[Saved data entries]
PR #207, opened 2017-11-25
Updated Answer Retriever

MeowFei:


src/main/java/io/anserini/qa/RetrieveSentences.java
```diff
@@ -131,7 +132,7 @@ public RetrieveSentences(RetrieveSentences.Args args) throws Exception {
   }
 
   public void getRankedPassages(Args args) throws Exception {
-    Map<String, Float> scoredDocs  = retrieveDocuments(args);
+    Map<String, Float> scoredDocs  = retrieveDocuments(args.query, 100);
```
rosequ: I think it looks good now. Just change 100 to `args.hits`.

PR #212, opened 2018-03-30
Refactor Collection class a bit; Add Document tests

Peilin-Yang:
This PR mainly does two things:

1. Refactor `Collection` a bit so that adding new Collection class requires less effort. The primary change is to make a protected variable `dType` which of the type `D` so that we can keep the logic of `next()` in the abstract `Collection` class. The exceptions are CW09, CW12 and WikiAriticle which do not take `BufferReader` as the source of reading the next record. I manually test all types of collections and it works as expected.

WHAT THE EXERCISE ASKS:
Extract all lines of the records above that include "change".

SOLUTION:
rosequ: I think it looks good now. Just change 100 to `args.hits`.
1. Refactor `Collection` a bit so that adding new Collection class requires less effort. The primary change is to make a protected variable `dType` which of the type `D` so that we can keep the logic of `next()` in the abstract `Collection` class. The exceptions are CW09, CW12 and WikiAriticle which do not take `BufferReader` as the source of reading the next record. I manually test all types of collections and it works as expected.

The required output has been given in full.